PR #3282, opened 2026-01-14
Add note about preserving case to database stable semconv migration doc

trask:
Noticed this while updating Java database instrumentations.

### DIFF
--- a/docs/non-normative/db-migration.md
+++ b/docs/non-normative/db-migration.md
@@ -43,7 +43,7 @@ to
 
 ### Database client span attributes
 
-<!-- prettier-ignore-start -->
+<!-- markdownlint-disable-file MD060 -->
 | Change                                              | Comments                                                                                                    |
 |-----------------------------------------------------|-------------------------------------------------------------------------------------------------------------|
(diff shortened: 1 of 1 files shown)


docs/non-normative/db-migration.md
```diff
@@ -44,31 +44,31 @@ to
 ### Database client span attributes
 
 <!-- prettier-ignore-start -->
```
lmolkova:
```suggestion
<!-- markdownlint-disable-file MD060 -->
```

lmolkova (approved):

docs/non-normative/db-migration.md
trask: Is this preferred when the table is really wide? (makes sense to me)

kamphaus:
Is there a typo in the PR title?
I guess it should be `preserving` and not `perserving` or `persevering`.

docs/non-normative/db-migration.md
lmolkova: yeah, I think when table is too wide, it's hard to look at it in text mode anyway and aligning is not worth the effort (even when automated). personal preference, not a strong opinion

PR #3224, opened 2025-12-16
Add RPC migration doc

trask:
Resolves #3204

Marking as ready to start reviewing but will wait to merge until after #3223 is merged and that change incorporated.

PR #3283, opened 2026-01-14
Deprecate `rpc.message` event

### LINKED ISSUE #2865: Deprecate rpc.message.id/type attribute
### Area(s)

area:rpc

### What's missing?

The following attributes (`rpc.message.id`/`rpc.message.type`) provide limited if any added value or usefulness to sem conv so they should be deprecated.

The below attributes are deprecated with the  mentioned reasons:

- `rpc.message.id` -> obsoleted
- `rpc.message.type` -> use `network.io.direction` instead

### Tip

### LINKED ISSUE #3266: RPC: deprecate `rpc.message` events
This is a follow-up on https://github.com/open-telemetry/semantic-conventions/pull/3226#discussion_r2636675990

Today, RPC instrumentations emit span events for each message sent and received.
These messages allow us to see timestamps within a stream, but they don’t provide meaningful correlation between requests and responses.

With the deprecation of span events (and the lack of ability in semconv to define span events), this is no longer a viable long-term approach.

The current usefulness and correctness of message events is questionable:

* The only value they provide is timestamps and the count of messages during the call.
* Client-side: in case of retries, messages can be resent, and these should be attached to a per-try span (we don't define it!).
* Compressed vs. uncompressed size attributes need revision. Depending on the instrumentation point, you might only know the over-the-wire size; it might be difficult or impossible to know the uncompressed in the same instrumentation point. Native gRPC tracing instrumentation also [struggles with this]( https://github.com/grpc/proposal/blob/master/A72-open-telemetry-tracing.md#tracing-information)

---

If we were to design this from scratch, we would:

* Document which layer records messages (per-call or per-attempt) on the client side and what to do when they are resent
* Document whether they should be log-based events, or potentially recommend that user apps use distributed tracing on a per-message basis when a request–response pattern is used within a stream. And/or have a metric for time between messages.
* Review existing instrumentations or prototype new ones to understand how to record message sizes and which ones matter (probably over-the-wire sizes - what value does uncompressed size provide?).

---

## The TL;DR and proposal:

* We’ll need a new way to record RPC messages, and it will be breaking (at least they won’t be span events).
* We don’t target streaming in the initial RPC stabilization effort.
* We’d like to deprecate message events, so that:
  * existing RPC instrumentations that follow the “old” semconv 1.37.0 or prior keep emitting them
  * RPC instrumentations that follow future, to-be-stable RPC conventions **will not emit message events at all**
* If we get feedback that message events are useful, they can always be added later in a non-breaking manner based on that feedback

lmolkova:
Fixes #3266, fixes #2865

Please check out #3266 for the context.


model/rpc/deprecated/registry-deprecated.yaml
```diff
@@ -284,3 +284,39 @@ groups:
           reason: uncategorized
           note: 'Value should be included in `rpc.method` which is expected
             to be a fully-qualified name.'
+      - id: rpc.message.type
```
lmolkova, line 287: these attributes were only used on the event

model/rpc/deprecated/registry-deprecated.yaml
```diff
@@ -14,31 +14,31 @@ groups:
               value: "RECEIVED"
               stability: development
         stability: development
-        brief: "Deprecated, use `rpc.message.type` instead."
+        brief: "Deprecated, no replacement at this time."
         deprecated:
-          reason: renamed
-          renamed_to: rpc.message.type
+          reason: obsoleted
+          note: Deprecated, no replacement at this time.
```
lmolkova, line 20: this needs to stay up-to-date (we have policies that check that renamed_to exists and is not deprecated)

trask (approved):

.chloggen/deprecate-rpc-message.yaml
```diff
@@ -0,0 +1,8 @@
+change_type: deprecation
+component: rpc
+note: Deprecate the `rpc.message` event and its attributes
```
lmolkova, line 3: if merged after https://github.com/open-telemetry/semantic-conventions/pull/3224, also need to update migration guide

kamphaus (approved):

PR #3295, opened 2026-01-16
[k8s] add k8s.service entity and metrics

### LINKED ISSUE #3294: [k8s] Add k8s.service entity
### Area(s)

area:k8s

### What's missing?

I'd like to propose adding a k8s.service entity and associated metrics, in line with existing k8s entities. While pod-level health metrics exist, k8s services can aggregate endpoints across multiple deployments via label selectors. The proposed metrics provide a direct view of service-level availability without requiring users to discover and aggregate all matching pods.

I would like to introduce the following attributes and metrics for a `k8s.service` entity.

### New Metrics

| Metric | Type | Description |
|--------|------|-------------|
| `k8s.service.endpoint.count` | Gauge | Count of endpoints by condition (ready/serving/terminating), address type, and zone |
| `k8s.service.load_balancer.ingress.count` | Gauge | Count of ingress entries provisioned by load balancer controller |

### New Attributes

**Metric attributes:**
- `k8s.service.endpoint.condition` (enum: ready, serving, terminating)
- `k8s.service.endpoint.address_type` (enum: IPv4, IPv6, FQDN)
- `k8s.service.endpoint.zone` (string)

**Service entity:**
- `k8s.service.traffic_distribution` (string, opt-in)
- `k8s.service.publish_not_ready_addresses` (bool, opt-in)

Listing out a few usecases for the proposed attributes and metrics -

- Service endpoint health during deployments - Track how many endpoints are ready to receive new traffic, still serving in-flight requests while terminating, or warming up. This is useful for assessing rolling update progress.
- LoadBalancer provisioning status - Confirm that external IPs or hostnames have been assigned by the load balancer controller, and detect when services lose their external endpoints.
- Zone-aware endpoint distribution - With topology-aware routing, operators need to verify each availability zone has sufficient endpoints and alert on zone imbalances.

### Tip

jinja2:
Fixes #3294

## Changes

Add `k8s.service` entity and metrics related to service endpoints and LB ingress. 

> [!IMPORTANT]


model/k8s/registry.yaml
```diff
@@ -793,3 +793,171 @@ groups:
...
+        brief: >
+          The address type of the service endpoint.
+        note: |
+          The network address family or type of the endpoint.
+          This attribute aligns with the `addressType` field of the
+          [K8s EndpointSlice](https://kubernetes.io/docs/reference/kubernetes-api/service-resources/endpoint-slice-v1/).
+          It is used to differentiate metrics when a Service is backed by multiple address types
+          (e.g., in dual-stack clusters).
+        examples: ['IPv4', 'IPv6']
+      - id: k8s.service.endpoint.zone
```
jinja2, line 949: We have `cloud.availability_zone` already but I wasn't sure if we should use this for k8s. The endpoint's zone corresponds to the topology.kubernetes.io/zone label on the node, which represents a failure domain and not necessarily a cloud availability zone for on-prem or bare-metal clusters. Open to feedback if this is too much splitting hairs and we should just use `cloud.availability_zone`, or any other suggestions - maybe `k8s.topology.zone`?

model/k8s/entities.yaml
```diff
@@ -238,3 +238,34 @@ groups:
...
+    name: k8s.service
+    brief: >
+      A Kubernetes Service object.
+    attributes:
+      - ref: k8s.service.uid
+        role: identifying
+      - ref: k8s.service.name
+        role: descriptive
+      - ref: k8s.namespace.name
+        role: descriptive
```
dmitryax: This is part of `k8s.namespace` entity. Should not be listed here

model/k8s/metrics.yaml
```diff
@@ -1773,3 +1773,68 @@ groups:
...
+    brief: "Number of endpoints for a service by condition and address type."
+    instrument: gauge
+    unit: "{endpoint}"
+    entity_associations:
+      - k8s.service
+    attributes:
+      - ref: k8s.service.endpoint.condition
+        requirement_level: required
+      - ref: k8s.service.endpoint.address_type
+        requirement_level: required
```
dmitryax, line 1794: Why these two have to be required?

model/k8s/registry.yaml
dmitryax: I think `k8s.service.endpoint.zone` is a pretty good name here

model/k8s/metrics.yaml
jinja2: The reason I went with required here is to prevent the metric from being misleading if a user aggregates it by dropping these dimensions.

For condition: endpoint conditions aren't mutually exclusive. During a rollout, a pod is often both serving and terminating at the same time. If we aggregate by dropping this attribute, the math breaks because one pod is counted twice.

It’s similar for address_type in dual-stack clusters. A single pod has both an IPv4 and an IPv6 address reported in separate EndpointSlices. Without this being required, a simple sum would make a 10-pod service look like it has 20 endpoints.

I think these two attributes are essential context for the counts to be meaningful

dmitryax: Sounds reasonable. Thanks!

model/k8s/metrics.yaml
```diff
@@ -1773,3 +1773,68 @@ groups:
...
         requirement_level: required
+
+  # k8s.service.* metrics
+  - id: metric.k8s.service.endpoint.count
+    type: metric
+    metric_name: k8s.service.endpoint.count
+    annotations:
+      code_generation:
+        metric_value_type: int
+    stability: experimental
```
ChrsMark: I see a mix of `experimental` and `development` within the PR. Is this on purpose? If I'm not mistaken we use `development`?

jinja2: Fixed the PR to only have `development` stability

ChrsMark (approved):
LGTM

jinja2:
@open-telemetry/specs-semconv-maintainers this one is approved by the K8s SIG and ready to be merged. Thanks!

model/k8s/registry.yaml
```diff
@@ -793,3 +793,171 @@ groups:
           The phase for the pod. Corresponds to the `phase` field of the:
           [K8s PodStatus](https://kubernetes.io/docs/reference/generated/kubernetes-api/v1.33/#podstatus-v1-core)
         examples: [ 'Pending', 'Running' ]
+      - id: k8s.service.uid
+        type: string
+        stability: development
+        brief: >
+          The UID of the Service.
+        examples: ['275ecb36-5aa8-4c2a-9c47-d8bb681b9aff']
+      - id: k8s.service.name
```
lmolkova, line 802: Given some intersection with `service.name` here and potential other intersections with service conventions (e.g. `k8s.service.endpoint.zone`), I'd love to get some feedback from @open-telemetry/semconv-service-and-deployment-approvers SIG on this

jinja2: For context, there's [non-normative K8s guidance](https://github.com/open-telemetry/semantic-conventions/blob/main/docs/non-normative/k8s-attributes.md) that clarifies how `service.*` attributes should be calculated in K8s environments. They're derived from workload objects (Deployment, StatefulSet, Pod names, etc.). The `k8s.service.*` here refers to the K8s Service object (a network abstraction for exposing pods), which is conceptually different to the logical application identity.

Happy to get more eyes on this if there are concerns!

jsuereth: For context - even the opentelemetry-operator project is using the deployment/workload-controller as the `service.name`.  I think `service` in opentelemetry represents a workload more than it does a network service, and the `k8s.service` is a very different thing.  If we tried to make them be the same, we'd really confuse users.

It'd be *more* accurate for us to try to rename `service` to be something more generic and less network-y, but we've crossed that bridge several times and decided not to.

════════════════

Instructions to follow
Pull every line with the word "size" from the data.

Exercise solution
* Compressed vs. uncompressed size attributes need revision. Depending on the instrumentation point, you might only know the over-the-wire size; it might be difficult or impossible to know the uncompressed in the same instrumentation point. Native gRPC tracing instrumentation also [struggles with this]( https://github.com/grpc/proposal/blob/master/A72-open-telemetry-tracing.md#tracing-information)
* Review existing instrumentations or prototype new ones to understand how to record message sizes and which ones matter (probably over-the-wire sizes - what value does uncompressed size provide?).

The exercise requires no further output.